- _YOUR GOAL_: Work out how many lines of the records contain "platform". Answer with the number and nothing else.

-*-

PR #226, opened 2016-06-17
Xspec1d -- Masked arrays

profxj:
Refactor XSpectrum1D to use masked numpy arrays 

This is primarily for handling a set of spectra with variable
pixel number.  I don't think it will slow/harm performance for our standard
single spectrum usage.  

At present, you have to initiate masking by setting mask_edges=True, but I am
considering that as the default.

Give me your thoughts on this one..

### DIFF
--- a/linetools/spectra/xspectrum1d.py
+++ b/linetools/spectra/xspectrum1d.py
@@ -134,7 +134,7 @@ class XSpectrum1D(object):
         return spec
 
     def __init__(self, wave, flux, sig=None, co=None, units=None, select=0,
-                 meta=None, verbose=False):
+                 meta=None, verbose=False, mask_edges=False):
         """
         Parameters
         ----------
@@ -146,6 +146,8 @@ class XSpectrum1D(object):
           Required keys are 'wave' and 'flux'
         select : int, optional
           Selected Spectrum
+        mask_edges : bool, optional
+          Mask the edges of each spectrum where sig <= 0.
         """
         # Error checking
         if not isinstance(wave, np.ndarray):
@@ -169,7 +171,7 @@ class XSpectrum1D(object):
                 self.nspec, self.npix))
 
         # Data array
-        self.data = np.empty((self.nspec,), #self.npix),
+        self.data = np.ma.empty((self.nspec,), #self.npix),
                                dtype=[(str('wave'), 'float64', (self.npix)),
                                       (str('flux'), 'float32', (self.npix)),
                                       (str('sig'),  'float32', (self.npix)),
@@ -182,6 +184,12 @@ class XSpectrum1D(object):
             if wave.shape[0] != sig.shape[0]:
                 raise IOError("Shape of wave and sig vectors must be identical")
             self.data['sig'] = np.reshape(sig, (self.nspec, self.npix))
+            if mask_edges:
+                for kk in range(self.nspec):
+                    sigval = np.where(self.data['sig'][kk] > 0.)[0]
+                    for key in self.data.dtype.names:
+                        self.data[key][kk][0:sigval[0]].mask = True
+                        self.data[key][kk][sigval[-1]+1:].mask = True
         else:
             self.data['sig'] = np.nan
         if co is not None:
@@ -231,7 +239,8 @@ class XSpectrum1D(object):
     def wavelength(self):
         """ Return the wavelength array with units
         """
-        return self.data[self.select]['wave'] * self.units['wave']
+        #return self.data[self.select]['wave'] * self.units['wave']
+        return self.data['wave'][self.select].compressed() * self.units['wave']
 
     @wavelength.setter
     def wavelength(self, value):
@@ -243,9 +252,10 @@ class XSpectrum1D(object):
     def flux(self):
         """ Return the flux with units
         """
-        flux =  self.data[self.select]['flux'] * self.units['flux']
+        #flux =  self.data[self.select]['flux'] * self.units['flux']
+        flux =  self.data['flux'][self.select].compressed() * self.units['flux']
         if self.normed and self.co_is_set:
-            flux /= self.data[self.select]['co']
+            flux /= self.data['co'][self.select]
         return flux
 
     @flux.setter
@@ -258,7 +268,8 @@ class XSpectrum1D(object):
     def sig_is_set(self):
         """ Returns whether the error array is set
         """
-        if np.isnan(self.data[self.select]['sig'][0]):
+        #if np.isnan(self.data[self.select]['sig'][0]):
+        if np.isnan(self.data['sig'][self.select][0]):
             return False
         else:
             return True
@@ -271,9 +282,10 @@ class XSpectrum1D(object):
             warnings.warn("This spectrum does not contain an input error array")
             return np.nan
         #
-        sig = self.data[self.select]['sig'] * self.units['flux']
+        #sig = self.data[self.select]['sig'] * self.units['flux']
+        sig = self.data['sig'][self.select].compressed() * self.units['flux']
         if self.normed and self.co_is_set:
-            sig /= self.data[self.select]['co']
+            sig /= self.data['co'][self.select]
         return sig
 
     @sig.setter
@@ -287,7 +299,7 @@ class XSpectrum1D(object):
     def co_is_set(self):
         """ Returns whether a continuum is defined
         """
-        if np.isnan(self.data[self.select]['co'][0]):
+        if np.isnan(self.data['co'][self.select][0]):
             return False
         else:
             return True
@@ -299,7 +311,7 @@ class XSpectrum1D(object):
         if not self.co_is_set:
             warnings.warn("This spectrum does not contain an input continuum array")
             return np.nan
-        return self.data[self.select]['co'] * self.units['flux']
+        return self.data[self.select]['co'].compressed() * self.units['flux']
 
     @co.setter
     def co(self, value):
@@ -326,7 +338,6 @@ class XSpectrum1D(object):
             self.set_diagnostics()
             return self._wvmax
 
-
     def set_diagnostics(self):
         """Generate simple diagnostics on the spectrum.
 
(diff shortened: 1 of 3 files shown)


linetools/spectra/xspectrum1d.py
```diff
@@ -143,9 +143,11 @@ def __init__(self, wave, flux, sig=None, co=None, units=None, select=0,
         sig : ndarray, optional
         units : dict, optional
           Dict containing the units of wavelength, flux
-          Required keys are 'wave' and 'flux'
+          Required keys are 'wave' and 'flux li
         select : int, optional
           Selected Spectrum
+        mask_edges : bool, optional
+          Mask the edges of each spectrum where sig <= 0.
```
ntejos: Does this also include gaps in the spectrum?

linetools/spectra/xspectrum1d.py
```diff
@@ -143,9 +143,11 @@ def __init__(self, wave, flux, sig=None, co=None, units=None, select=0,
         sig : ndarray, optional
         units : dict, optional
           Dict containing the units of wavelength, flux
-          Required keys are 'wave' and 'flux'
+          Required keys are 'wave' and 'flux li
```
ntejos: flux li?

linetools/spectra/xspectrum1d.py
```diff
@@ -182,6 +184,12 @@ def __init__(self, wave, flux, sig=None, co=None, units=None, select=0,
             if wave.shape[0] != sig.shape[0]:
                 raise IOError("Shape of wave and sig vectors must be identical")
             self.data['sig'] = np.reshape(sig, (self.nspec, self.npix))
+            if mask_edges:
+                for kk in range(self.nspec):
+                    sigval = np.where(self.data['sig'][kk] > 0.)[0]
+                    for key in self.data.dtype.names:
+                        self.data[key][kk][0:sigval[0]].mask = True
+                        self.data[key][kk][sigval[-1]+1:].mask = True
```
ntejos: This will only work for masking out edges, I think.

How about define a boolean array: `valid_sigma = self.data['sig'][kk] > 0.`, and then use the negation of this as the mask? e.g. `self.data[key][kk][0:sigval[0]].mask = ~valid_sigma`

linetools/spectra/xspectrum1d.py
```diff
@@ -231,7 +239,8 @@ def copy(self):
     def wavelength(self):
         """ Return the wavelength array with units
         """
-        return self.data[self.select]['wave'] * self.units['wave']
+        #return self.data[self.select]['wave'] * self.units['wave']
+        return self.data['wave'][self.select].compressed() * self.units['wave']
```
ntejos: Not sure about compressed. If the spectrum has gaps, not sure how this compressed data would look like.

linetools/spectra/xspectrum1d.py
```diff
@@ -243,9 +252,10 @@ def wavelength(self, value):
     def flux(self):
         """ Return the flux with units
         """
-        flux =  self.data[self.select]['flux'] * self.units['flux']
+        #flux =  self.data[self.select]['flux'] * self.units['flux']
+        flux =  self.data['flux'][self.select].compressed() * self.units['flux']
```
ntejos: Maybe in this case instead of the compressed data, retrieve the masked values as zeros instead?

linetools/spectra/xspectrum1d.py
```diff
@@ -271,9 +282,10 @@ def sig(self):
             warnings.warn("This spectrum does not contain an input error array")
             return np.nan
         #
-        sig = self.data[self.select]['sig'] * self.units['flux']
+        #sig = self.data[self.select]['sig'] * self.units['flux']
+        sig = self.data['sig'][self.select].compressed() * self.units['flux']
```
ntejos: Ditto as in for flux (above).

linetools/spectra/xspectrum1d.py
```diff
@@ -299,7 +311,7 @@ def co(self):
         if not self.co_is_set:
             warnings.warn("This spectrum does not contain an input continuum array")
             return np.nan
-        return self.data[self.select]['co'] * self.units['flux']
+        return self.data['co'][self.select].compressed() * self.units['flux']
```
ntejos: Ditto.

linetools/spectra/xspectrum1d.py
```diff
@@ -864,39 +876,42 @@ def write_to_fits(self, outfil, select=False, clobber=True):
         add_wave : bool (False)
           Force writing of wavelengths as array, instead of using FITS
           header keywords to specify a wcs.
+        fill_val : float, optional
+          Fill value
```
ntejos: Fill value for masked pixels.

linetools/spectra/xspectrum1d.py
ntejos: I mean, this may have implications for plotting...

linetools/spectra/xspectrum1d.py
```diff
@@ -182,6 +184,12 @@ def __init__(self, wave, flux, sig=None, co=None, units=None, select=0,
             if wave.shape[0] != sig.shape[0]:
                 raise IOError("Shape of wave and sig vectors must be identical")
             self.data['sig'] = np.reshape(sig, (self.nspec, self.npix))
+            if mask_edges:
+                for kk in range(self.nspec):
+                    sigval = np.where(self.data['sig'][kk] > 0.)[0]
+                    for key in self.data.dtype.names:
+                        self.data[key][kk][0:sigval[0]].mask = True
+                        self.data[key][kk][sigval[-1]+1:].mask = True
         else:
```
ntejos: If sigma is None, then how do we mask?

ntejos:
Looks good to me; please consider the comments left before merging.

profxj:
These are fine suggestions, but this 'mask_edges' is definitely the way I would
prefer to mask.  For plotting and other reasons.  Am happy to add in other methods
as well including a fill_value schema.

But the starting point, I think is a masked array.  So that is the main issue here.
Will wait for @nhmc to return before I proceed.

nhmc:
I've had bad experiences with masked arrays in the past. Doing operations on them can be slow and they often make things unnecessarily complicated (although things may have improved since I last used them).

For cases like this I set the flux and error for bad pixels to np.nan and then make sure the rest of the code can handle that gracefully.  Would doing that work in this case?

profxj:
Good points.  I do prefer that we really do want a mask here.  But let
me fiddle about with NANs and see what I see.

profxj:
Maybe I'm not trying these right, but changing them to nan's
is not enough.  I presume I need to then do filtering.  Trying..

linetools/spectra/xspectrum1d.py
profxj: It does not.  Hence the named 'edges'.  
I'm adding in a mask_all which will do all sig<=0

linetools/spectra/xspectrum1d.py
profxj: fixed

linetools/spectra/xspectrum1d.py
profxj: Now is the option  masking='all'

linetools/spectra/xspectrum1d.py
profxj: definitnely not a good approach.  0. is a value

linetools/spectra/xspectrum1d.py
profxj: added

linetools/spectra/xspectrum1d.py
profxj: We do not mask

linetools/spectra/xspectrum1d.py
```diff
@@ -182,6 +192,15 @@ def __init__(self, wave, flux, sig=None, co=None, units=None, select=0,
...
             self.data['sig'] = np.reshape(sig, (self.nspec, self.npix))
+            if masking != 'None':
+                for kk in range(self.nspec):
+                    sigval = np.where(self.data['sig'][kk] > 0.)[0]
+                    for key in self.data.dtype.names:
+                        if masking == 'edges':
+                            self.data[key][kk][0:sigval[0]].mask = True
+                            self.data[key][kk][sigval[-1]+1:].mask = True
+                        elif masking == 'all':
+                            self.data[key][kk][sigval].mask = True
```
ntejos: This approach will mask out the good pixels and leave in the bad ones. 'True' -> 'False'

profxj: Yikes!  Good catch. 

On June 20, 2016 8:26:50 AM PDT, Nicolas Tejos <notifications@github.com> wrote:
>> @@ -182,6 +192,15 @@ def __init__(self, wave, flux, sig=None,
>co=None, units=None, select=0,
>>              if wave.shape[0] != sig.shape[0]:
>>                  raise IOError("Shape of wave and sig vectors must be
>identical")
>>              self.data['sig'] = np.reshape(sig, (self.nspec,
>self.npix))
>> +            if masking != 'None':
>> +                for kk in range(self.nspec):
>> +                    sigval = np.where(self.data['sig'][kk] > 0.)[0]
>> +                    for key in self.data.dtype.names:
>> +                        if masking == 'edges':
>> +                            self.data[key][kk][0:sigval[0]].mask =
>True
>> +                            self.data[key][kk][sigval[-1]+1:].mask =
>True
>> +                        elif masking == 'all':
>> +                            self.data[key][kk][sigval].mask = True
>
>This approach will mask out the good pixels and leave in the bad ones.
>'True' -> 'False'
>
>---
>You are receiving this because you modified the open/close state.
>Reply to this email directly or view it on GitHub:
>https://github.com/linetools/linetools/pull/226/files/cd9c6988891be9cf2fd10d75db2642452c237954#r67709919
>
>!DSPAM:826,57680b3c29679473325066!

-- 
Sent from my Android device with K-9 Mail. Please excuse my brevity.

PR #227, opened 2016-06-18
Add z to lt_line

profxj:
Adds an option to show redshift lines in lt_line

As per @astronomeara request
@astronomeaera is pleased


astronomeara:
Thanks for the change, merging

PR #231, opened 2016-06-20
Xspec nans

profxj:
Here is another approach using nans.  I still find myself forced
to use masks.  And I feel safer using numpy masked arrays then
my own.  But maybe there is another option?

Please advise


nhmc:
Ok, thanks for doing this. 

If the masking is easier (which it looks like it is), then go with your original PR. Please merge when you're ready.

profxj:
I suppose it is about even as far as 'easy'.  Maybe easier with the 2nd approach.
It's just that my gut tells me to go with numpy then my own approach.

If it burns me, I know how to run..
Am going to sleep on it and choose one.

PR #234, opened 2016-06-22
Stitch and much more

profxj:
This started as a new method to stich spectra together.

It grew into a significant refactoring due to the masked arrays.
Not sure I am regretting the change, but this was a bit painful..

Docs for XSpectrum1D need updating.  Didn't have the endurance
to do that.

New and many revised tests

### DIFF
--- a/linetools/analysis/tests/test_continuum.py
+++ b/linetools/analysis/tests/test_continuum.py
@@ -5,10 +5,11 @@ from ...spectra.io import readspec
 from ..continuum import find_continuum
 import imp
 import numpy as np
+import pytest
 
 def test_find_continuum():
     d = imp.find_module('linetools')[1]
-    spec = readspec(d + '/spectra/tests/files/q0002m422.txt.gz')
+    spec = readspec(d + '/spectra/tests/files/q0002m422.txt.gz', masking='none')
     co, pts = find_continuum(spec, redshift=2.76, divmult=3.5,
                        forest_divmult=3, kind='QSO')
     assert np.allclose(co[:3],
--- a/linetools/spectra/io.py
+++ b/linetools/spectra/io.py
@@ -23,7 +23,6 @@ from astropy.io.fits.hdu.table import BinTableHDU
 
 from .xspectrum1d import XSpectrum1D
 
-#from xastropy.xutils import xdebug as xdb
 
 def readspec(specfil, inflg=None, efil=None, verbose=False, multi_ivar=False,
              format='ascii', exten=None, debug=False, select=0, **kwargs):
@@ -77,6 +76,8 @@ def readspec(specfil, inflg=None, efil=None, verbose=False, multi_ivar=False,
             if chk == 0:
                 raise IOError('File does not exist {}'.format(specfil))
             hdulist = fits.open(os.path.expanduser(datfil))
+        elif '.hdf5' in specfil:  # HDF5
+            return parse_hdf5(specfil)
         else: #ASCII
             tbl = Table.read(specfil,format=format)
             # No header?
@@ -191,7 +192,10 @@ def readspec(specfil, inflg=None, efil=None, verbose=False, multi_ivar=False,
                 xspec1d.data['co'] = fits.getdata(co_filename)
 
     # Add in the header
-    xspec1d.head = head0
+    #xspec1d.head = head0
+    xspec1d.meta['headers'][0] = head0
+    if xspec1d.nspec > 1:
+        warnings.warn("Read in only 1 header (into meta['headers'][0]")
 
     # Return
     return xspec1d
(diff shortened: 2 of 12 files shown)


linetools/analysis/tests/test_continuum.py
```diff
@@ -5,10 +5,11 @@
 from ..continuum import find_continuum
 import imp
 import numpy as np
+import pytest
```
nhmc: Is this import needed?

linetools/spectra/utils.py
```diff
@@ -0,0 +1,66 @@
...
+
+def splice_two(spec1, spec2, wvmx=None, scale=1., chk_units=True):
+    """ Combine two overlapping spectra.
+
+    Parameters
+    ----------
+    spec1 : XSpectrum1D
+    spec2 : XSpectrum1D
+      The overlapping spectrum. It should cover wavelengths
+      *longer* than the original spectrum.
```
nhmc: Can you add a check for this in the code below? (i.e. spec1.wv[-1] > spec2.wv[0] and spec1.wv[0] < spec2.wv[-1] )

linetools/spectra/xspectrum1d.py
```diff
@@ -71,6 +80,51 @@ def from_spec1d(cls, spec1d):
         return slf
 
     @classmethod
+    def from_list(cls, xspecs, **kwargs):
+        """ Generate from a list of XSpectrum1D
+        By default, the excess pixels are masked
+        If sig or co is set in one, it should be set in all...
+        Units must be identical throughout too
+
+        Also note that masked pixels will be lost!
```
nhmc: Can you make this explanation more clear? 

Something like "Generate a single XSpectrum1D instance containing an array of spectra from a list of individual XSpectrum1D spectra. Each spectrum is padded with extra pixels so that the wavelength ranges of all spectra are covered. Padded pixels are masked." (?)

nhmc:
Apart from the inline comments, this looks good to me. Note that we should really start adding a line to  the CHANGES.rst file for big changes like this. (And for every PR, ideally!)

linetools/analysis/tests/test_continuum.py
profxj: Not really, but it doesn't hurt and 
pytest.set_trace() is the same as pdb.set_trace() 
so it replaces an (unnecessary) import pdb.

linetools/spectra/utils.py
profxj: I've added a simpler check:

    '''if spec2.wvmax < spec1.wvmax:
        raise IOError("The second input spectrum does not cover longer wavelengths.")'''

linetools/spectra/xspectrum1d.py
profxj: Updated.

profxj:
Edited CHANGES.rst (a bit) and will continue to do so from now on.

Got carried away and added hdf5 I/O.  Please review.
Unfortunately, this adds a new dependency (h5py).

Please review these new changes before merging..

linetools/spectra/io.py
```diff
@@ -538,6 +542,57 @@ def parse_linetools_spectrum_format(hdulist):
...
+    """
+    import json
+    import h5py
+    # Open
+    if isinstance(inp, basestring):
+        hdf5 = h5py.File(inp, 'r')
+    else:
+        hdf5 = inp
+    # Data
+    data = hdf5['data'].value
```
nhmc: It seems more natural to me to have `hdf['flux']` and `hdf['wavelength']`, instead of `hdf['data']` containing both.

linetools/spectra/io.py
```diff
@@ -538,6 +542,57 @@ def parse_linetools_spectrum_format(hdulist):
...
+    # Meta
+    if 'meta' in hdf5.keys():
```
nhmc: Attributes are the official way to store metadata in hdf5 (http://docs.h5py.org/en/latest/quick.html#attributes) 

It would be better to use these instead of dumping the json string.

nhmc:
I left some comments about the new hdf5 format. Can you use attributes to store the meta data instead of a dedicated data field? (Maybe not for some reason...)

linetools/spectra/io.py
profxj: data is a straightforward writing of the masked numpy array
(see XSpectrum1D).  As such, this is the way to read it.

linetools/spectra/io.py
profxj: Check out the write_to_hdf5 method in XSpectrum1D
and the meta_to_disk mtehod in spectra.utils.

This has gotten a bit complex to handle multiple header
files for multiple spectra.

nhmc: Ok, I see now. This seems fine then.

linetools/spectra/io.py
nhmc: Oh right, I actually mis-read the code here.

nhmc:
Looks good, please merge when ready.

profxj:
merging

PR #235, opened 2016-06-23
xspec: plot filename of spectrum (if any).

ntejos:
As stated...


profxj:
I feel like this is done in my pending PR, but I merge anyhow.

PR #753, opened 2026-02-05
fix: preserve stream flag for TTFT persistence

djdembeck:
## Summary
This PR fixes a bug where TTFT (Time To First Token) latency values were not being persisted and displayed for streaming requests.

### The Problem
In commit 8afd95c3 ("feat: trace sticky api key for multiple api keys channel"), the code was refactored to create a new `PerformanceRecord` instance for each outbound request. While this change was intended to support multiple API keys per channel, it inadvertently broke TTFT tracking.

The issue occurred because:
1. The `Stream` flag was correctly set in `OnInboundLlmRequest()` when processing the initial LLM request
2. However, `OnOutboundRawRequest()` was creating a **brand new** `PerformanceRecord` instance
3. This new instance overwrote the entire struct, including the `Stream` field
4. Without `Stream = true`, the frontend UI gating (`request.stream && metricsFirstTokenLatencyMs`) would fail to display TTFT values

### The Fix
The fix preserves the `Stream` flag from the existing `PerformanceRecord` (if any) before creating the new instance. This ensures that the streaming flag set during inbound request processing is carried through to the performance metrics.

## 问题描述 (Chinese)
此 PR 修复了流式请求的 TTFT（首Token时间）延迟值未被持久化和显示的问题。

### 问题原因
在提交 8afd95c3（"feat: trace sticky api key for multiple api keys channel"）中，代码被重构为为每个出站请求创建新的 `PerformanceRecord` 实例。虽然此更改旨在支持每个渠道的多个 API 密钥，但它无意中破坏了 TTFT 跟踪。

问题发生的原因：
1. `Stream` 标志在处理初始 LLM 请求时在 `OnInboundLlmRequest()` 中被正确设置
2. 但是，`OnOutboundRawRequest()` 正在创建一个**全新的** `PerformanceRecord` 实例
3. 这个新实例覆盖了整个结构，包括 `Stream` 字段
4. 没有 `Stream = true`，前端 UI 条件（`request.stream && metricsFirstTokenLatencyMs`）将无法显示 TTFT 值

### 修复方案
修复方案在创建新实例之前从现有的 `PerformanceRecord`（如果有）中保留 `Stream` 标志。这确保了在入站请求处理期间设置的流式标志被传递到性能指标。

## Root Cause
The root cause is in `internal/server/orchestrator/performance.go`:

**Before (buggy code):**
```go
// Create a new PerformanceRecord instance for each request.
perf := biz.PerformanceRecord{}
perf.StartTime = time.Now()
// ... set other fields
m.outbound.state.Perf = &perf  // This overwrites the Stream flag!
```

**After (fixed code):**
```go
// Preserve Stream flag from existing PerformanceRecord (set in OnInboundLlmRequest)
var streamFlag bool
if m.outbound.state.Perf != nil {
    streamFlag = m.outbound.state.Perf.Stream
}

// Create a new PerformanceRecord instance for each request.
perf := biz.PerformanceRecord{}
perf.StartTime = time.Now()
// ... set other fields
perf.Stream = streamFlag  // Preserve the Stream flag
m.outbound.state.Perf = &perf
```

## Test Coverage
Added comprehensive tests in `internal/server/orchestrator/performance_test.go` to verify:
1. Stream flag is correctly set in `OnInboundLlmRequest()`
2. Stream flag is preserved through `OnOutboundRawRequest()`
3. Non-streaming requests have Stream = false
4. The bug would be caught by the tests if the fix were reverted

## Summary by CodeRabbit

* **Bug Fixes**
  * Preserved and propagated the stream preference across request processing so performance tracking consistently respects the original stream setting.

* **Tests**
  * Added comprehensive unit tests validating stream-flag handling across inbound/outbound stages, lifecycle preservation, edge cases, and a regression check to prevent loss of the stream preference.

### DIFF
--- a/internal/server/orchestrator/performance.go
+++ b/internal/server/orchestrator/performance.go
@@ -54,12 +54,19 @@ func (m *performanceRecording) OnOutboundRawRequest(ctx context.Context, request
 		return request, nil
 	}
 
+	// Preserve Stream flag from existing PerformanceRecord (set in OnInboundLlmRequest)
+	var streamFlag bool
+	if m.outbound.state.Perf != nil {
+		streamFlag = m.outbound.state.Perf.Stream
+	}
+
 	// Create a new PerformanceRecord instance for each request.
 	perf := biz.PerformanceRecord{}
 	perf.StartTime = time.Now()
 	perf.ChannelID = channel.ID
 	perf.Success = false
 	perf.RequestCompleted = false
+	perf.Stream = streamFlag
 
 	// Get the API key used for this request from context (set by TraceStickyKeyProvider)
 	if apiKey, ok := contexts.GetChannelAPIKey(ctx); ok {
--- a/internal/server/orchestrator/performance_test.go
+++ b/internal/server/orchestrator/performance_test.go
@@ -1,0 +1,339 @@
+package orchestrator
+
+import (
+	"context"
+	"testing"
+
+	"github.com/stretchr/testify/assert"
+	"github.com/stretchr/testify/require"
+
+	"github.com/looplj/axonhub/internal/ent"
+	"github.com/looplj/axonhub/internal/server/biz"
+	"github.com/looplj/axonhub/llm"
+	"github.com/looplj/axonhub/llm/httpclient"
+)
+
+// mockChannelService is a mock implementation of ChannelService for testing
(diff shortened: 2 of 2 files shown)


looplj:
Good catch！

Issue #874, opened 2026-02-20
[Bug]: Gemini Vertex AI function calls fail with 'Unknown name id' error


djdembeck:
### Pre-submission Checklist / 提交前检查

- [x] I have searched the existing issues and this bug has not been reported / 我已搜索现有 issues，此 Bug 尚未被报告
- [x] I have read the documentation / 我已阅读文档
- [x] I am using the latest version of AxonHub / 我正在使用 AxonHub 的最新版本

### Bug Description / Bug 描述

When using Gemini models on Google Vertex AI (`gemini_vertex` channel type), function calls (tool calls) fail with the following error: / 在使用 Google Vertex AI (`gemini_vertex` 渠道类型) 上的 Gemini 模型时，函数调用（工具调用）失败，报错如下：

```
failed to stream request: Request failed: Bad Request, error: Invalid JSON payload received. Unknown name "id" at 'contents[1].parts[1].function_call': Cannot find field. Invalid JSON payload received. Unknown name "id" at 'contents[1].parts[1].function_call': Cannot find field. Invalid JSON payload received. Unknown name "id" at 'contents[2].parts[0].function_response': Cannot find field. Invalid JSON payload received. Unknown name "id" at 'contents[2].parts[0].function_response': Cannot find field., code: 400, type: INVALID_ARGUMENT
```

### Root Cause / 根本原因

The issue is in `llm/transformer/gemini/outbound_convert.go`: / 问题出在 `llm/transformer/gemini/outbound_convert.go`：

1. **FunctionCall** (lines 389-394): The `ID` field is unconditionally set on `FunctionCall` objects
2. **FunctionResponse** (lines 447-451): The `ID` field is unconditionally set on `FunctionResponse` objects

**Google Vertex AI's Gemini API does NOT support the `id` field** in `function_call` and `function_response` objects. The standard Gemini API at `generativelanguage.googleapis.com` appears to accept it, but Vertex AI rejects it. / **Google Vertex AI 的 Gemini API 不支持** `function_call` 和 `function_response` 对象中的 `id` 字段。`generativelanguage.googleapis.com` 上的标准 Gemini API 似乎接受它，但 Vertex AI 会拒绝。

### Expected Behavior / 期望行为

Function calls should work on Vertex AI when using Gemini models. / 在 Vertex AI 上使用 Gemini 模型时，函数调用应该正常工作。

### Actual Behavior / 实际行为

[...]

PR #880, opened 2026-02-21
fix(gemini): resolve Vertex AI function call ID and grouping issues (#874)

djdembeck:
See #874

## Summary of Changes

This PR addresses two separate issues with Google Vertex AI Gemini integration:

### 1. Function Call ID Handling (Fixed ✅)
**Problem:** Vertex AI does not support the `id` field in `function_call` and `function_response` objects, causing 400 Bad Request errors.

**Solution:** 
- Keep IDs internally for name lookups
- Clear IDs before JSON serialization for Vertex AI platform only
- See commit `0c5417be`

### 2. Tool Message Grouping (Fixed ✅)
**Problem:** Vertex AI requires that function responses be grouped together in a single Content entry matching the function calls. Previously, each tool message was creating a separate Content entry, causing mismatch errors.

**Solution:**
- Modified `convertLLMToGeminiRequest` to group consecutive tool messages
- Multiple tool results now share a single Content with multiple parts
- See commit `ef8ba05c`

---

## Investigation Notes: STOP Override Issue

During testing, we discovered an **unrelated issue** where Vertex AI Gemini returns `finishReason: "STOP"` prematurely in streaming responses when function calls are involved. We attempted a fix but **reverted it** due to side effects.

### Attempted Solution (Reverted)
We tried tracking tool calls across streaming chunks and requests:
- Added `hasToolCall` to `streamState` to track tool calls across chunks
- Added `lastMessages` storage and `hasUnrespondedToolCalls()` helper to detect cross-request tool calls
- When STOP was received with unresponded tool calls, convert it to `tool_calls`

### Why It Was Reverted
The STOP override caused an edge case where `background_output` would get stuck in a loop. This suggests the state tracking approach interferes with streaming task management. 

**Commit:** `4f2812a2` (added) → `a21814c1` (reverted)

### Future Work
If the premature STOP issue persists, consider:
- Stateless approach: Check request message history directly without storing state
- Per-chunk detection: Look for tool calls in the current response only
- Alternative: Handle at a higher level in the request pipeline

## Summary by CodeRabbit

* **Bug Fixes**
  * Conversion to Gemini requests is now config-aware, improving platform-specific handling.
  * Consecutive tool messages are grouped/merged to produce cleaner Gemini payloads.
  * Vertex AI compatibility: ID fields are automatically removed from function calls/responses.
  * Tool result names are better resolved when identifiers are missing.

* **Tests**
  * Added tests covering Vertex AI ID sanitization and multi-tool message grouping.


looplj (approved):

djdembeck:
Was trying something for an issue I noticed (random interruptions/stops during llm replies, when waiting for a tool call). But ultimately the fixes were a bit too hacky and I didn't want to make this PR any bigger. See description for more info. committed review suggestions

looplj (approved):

-*-

- _SOLUTION TO THE EXERCISE_: 2